What needs to be done = Quote exactly the lines spanning from the top of the data below to the line that contains "In practice, it's", including both.

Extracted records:
□ □ □ □ □ □ □

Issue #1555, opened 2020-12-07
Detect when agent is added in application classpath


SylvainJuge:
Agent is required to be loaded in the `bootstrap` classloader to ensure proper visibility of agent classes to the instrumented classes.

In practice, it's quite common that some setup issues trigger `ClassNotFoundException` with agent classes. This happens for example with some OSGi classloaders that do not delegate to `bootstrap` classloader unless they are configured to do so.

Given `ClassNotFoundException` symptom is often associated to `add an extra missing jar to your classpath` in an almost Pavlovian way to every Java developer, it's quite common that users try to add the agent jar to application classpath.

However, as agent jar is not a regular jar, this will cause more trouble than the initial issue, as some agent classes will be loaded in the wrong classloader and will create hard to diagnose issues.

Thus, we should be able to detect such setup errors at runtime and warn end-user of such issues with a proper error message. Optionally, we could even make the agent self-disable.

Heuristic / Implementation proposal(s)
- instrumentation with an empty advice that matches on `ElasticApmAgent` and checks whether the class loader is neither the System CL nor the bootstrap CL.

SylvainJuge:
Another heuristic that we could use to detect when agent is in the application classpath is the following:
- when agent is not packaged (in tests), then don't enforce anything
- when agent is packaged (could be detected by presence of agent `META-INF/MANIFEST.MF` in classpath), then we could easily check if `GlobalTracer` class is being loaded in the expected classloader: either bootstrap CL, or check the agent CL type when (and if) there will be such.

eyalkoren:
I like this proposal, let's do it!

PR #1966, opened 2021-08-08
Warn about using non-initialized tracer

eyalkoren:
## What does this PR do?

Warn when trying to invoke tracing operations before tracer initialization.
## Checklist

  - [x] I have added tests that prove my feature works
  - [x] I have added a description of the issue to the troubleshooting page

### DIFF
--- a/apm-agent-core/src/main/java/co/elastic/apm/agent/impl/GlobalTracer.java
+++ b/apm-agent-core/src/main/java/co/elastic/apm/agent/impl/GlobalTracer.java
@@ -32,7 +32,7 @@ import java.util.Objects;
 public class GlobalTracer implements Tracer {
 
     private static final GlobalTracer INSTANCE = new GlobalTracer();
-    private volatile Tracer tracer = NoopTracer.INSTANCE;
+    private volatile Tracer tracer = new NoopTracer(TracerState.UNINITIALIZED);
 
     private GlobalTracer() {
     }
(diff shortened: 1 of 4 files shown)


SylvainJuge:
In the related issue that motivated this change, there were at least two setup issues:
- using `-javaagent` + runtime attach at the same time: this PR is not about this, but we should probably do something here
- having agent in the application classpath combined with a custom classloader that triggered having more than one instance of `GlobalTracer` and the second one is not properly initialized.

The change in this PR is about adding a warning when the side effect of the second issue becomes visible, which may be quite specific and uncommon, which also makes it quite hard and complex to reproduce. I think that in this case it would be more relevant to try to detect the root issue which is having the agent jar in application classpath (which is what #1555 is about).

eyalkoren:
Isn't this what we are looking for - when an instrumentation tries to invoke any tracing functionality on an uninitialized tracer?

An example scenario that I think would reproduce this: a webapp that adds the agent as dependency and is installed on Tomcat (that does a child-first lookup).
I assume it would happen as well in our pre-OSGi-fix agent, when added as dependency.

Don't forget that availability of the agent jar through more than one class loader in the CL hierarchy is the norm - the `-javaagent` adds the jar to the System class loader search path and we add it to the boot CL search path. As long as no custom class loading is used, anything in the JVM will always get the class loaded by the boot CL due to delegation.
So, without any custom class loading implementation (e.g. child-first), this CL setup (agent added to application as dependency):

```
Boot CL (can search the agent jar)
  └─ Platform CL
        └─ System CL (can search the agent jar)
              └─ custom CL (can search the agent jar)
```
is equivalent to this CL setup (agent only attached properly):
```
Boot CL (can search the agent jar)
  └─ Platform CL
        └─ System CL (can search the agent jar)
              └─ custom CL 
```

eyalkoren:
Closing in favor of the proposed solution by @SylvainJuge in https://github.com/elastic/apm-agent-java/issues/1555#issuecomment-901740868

□ □ □ □ □ □ □

Result of the exercise =
Issue #1555, opened 2020-12-07
Detect when agent is added in application classpath


SylvainJuge:
Agent is required to be loaded in the `bootstrap` classloader to ensure proper visibility of agent classes to the instrumented classes.

In practice, it's quite common that some setup issues trigger `ClassNotFoundException` with agent classes. This happens for example with some OSGi classloaders that do not delegate to `bootstrap` classloader unless they are configured to do so.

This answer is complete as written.